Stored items
◆ ◆ ◆ ◆ ◆ ◆ ◆

PR #2213, opened 2024-03-11
Memory: Swap probe_read to kernel or user version

kevsecurity:
We should always use the probe_read_kernel or probe_read_user helpers over the probe_read helper (ditto for _str versions).

This commit changes all probe_read to either probe_read_kernel or probe_read_user (ditto for _str versions).


jrfastab:
In general this seems the right direction. Does BTF report if its a user ptr or not? The kernel annotates these so we could learn it from the BTF type I think. Might need some BTF extensions to do I'm not sure off-hand.

pkg/sensors/tracing/kprobe_test.go
```diff
@@ -5783,7 +5783,7 @@ spec:
 
 func TestKprobeListSyscallDupsRange(t *testing.T) {
 	if !kernels.MinKernelVersion("5.3.0") {
-		t.Skip("TestCopyFd requires at least 5.3.0 version")
+		t.Skip("TestKprobeListSyscallDupsRange requires at least 5.3.0 version")
```
kkourt, line 5787: Can you please split these changes into another patch?

bpf/process/bpf_generic_retkprobe.c
```diff
@@ -121,19 +113,57 @@ BPF_KRETPROBE(generic_retkprobe_event, unsigned long ret)
...
+	e->common.size = size;
+	e->common.ktime = ktime_get_ns();
+
+	tail_call(ctx, &retkprobe_calls, TAIL_CALL_FILTER);
+	return 1;
+}
+
+__attribute__((section("kprobe/2"), used)) int
+BPF_KRETPROBE(generic_retkprobe_copy_arg)
+{
```
kkourt, line 126: why is this added?

kkourt (changes requested):
The general idea makes sense to me but there are lot of changes in this PR and it's difficult to review it. Can you please split it into multiple patches and add commit messages on why each change is needed?

I would also like to avoid introducing yet another variant of our object files if we can avoid it.

bpf/Makefile
```diff
@@ -73,6 +78,7 @@ endef
 # Generic build targets for each sub-dir
 
 $(eval $(call DEFINE_VARIANT,v53))
+$(eval $(call DEFINE_VARIANT,v54))
```
kkourt, line 81: Why are we adding yet another variant?

bpf/process/bpf_generic_retkprobe.c
kevsecurity: Because the code additions pushed the individual programs over the 4096 instruction limit and therefore wouldn't load on a 4.19 kernel. This change simply follows the existing patterns by using a tail call (or rather splitting a program into two with the first tail-calling the second) to get under the instruction count limit.

pkg/sensors/tracing/kprobe_test.go
kevsecurity: I was just fixing a copy and paste error. I didn't think it would be an issue, but I can remove these fixes.

kevsecurity: Changes moved to a separate commit.

bpf/process/bpf_generic_retkprobe.c
kkourt: OK, but this needs to be marked and documented in a commit message in the PR so that it can be reviewed properly.

The patch that this change in is has the following diffstat:
```
 bpf/cgroup/bpf_cgroup_events.h                |   2 +-
 bpf/include/api.h                             |   3 +
 bpf/lib/bpf_cgroup.h                          |  20 ++--
 bpf/lib/bpf_helpers.h                         |  11 +-
 bpf/lib/bpf_task.h                            |  27 ++---
 bpf/lib/generic.h                             |   1 +
 bpf/lib/process.h                             |   2 +-
 bpf/libbpf/bpf_core_read.h                    | 382 +++++++++++++++++++++++++++++++++++++++++++++++++++-----------
 bpf/libbpf/bpf_tracing.h                      |   6 +-
 bpf/process/bpf_execve_bprm_commit_creds.c    |   1 +
 bpf/process/bpf_execve_event.c                |  22 ++--
 bpf/process/bpf_exit.c                        |   1 +
 bpf/process/bpf_exit.h                        |   4 +-
 bpf/process/bpf_generic_retkprobe.c           |  63 ++++++++---
 bpf/process/bpf_generic_tracepoint.c          |  16 +--
 bpf/process/bpf_loader.c                      |   7 +-
 bpf/process/bpf_process_event.h               | 140 +++++++++++------------
 bpf/process/data_event.h                      |  55 +++++----
 bpf/process/generic_calls.h                   |   9 +-
 bpf/process/retprobe_map.h                    |  11 +-
 bpf/process/types/basic.h                     | 327 ++++++++++++++++++++++++++++-------------------------
 bpf/process/types/probe_read_kernel_or_user.h | 150 ++++++++++++++++++++++++
 bpf/process/types/skb.h                       |  65 +++++------
 bpf/process/types/sock.h                      |  35 +++---
 pkg/api/tracingapi/client_kprobe.go           |   2 +
 pkg/sensors/tracing/args.go                   |   9 +-
 pkg/sensors/tracing/generickprobe.go          |  12 +-
 pkg/sensors/tracing/generictracepoint.go      |   5 +-
 pkg/sensors/tracing/genericuprobe.go          |   2 +-
 pkg/sensors/tracing/kprobe_test.go            |  23 ++--
 pkg/sensors/tracing/tracepoint_amd64_test.go  |   8 +-
 pkg/sensors/tracing/tracepoint_test.go        |   4 +-
 32 files changed, 956 insertions(+), 469 deletions(-)

```

Which makes it difficult to review. Please split the changes into smaller independent patches so that the changes needed for this are clearly marked and can be reviewed one-by-one.

pkg/sensors/tracing/tracepoint_test.go
```diff
@@ -824,11 +824,11 @@ spec:
         values:
         - ` + pidStr + `
       matchArgs:
-      - index: 0
+      - index: 4
         operator: "InMap"
         values:
         - "list:test"
-      - index: 1
+      - index: 5
```
kkourt, line 831: This change seems to indicate that the semantics of the `tracepoints:` changes which breaks existing policies.

kkourt (changes requested):

pkg/sensors/tracing/tracepoint_test.go
kevsecurity: This doesn't actually break existing policies, but the way it was originally written was wrong IMO. In other tracepoints (not raw_syscalls) the arg index in the selectors matches the arg index in the args section (and there is code here: https://github.com/cilium/tetragon/blob/main/pkg/sensors/tracing/generictracepoint.go#L535 that rewrites the selector arg index (e.g. 5) to the list index of the arg that it applies to (e.g. 1). But it appears that you can either do that, or can use a 0-based index into the list of args in the args section directly (which is what the code is doing), adn this isn't documented AFAIK.

This change in the test makes no functional change to the code – so what worked before still works  – but it exercises the referenced code that rewrites the selector index number.

IMO there might be a bug here. If an args section references args with indices 1 and 2 (so ignoring the first argument to the function entirely), and the match arg selector specifies index 1, which argument does it apply to? The code will rewrite it to index 0 having matched it against the arg with index 1 (the first in the 0-indexed list), but the implication of the test (before the change) was that an arg selector with index 1 is specifying the second arg (0-indexed list of args), and therefore the arg with index 2.

I haven't addressed this directly in this PR because I think it needs discussion and a PR of its own. I did, however, modify the test so that it matches what the code expects. The test only works unmodified because an arg with index 1 doesn't exist in the args section (otherwise the index would have been rewritten).

kevsecurity: I will however break this change out into its own commit as I break up the other changes.

bpf/process/bpf_generic_retkprobe.c
kevsecurity: You returned to the review a bit too soon 😢 . I had pushed some changes but hadn't yet divided up the commit into many commits.

kkourt: Ah, apologies for that.
Saw the push and assumed the PR was ready.

bpf/process/types/basic.h
```diff
@@ -652,6 +653,12 @@ has_max_data(unsigned long argm)
 	return (argm & ARGM_MAX_DATA) != 0;
 }
 
+static inline __attribute__((always_inline)) bool
+is_userspace_data(unsigned long argm)
+{
+	return (argm & ARGM_USERSPACE_DATA) != 0;
```
kkourt, line 676: nit, just use `argm & ARGM_USERSPACE_DATA`. No need for `!= 0`

pkg/sensors/tracing/args.go
```diff
@@ -41,37 +43,39 @@ func argReturnCopy(meta int) bool {
...
+//	16-31 : size for const_buf
+func getMetaValue(arg *v1alpha1.KProbeArg, userspaceDataDefault bool) (int, error) {
+	meta := 0
 
 	if arg.SizeArgIndex > 0 {
 		if arg.SizeArgIndex > 15 {
 			return 0, fmt.Errorf("invalid SizeArgIndex value (>15): %v", arg.SizeArgIndex)
 		}
-		meta = int(arg.SizeArgIndex)
+		meta = meta | int(arg.SizeArgIndex)
```
kkourt, line 61: nit: `meta |= ...`

pkg/sensors/tracing/args.go
```diff
@@ -41,37 +43,39 @@ func argReturnCopy(meta int) bool {
...
-func getTracepointMetaValue(arg *v1alpha1.KProbeArg) int {
-	if arg.SizeArgIndex > 0 {
-		return int(arg.SizeArgIndex)
-	}
-	if arg.ReturnCopy {
-		return -1
+	if arg.IsUserspaceData == nil {
+		// If not set in policy, use the default.
+		if userspaceDataDefault {
+			meta = meta | argUserspaceDataBit
```
kkourt, line 72: nit: `meta |= ...`

pkg/sensors/tracing/args.go
```diff
@@ -41,37 +43,39 @@ func argReturnCopy(meta int) bool {
...
+		}
+	} else {
+		// Otherwise, use the provided value.
+		if *arg.IsUserspaceData {
+			meta = meta | argUserspaceDataBit
```
kkourt, line 77: nit: `meta |= ...`

pkg/sensors/tracing/generictracepoint.go
```diff
@@ -222,10 +222,10 @@ func (out *genericTracepointArg) getGenericTypeId() (int, error) {
 		if err != nil {
 			return gt.GenericInvalidType, fmt.Errorf("failed to get size of array type %w", err)
 		}
-		if out.MetaArg == 0 {
-			// set MetaArg equal to the number of bytes we need to copy
-			out.MetaArg = nbytes
-		}
+		// set MetaArg's upper half-word equal to the number of bytes we need to copy
+		out.MetaArg = out.MetaArg & 0xffff
+		out.MetaArg = out.MetaArg | (nbytes << 16)
```
kkourt, line 227: Let's add a check and return an error if nbytes is cannot fit in the number of bits we have.

bpf/process/types/basic.h
```diff
@@ -2631,26 +2627,26 @@ read_call_arg(void *ctx, struct msg_generic_kprobe *e, int index, int type,
 	case size_type:
 	case s64_ty:
 	case u64_ty:
-		probe_read(args, sizeof(__u64), &arg);
+		*(__u64 *)args = arg;
```
kkourt, line 2654: This does not seem safe to me. We do not do nothing to ensure that the u64 values are properly aligned in the args array, and accessing unaligned values can cause issues. I think for x86_64 is fine, but I'm not sure about ARM. To be on the safe side, I'd rather we just use `probe_read` as we did before.

bpf/process/types/probe_read_kernel_or_user.h
```diff
@@ -0,0 +1,150 @@
...
+{
+	if (userspace) {
+		asm volatile("%[size] &= %1;\n"
+			     : [size] "+r"(size)
+			     : "i"(size_mask));
+		return probe_read_user(dst, size, src);
+	}
+	asm volatile("%[size] &= %1;\n"
+		     : [size] "+r"(size)
+		     : "i"(size_mask));
```
kkourt, line 32: Is there a reason for doing the assembly part twice? It's just a single instruction, but wouldn't it be better to do it once and then do the branch?

E.g.,
```
	asm volatile("%[size] &= %1;\n"
			     : [size] "+r"(size)
			     : "i"(size_mask));
	return userspace ? probe_read_user(dst, size, src) : probe_read_kernel(dst, size, src);
```

bpf/process/types/probe_read_kernel_or_user.h
```diff
@@ -0,0 +1,150 @@
...
+#define BPF_CORE_READ_KERNEL_OR_USER_STR_INTO(userspace, dst, src, a, ...)                                       \
+	({                                                                                                       \
+		typeof(dst) dst_x = dst;                                                                         \
+		typeof(src) src_x = src;                                                                         \
+		typeof(a) a_x = a;                                                                               \
+		if (userspace)                                                                                   \
+			___core_read(bpf_core_read_user_str, dst_x, src_x,                                       \
+				     a_x, ##__VA_ARGS__) else ___core_read(bpf_core_read_str, dst_x, src_x, a_x, \
+									   ##__VA_ARGS__)                        \
+	})
```
kkourt, line 116: What happens if `userspace` is false?

bpf/process/types/probe_read_kernel_or_user.h
```diff
@@ -0,0 +1,150 @@
...
+ * 4. return __t->g;
+ *
+ * Equivalence is logical, because there is a heavy type casting/preservation
+ * involved, as well as all the reads are happening through bpf_probe_read()
+ * calls using __builtin_preserve_access_index() to emit CO-RE relocations.
+ *
+ * N.B. Only up to 9 "field accessors" are supported, which should be more
+ * than enough for any practical purpose.
+ */
+#define BPF_CORE_READ_KERNEL_OR_USER(userspace, src, a, ...)              \
```
kkourt, line 140: Is this macro used somewhere?

kkourt (changes requested):
Thanks for splitting the PR. FWIW, I still find it hard to navigate, but it's definitely better.
I'm adding some first comments. I did not go over the full PR and plan to do another pass soon.

bpf/process/types/basic.h
kevsecurity: Unaligned is safe on ARM. If it isn't then this should fail tests on ARM. The changes I made are more expressive of what arg actually refers to, and avoids a call to a helper.

bpf/process/types/probe_read_kernel_or_user.h
kevsecurity: Yep, because otherwise the registers spill during the branch and then the masking is forgotten (on older kernels) when the registers are restored from the stack.

bpf/process/types/probe_read_kernel_or_user.h
kevsecurity: There is an else clause that calls bpf_core_read_str(). I guess 'make format' reorganised this so that it was less obvious.

bpf/process/types/probe_read_kernel_or_user.h
kevsecurity: This is to support cases where people would otherwise use BPF_CORE_READ() or BPF_CORE_READ_USER() but where they only know programmatically which one they want. The idea of adding them at this point was so that they are consistent with the existing macros and encourage people to use them over alternatives.

bpf/process/types/basic.h
kkourt: > Unaligned is safe on ARM. If it isn't then this should fail tests on ARM. 

Can you provide a reference for that? The fact that the tests are not failing is not an indication that unaligned access is OK.

kevsecurity: https://medium.com/@iLevex/the-curious-case-of-unaligned-access-on-arm-5dd0ebe24965 claims support.
Really, we should just add unaligned memory tests. Also, are we trusting probe_read to do the unaligned access, so we should probably consider trusting the compiler to do the same.
I can add unaligned memory tests to the patch.

kevsecurity: https://stackoverflow.com/questions/38535738/does-aarch64-support-unaligned-access is possibly a more useful reference.

kkourt: Yap, seems to be the case in https://developer.arm.com/documentation/102376/0100/Alignment-and-endianness as well:
> When the address is not a multiple of the element size, the access is unaligned. Unaligned accesses are allowed to addresses marked as Normal, but not to Device regions. An unaligned access to a Device region will trigger an exception (alignment fault).

kkourt: OK, sounds good, let's keep it!

kkourt (changes requested):
Did another pass of the patches I had not reviewed before. Thanks!

pkg/sensors/tracing/args.go
```diff
@@ -34,6 +34,7 @@ const (
 	argReturnCopyBit    = 1 << 4
 	argMaxDataBit       = 1 << 5
 	argUserspaceDataBit = 1 << 6
+	argRawSyscallsBit   = 1 << 7
```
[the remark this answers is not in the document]
kevsecurity: The idea was to prepare for being able to filter on arguments in raw_syscalls, and therefore arrays of arguments which could potentially be pointers. I thought it was a bit much to include that in this PR, but I was already thinking ahead for a following PR. Can do as you suggest if you prefer though.

bpf/lib/generic.h
```diff
@@ -49,6 +49,7 @@ struct msg_generic_kprobe {
 	/* anything above is shared with the userspace so it should match structs MsgGenericKprobe and MsgGenericTracepoint in Go */
 	char args[24000];
 	unsigned long a0, a1, a2, a3, a4;
+	unsigned long ret;
```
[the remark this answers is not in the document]
kevsecurity: It's used in the next patch. I can move it to that patch if you prefer.

pkg/sensors/tracing/args.go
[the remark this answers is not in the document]
kkourt: > Can do as you suggest if you prefer though.

Thanks! I would prefer to keep the code as simple as possible, even if we end up extending this for filtering.

I've also thought about filtering `raw_syscalls`.

One way would be to do as you suggest, and use the arguments but this seems tricky because we need to pass types for everything.

I think a better approach would be to do two-level filtering where we in  `raw_syscall` event we  to filter the type of the syscall and then we enable hooks on syscalls/ for filtering on the arguments. This seems simpler to me and it re-uses the arg filtering we already have. We would need to have a way to pass information from the `raw_syscall` hook to the specific syscall hook, but we already have something similar Jiri's notify enforcer action.

In any case, that's for another PR.

bpf/lib/generic.h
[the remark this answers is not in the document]
kkourt: It's a minor thing, but I like clean history so if you don't mind moving it I'd prefer it.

◆ ◆ ◆ ◆ ◆ ◆ ◆

EXERCISE PROMPT: Look through the data and show every line containing "equal".

EXERCISE RESULT:
-			// set MetaArg equal to the number of bytes we need to copy
+		// set MetaArg's upper half-word equal to the number of bytes we need to copy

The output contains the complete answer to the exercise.